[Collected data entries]
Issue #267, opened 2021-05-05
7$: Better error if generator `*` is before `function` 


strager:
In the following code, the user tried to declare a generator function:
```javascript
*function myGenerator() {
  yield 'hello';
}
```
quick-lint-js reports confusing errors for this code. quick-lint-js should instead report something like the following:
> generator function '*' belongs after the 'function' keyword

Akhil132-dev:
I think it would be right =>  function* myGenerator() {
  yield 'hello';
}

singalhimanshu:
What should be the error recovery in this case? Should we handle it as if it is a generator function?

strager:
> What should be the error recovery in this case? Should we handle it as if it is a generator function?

What the task requires.
Exactly what appears above must be set down again in full.

Exercise output.
Issue #267, opened 2021-05-05
7$: Better error if generator `*` is before `function` 


strager:
In the following code, the user tried to declare a generator function:
```javascript
*function myGenerator() {
  yield 'hello';
}
```
quick-lint-js reports confusing errors for this code. quick-lint-js should instead report something like the following:
> generator function '*' belongs after the 'function' keyword

Akhil132-dev:
I think it would be right =>  function* myGenerator() {
  yield 'hello';
}

singalhimanshu:
What should be the error recovery in this case? Should we handle it as if it is a generator function?

strager:
> What should be the error recovery in this case? Should we handle it as if it is a generator function?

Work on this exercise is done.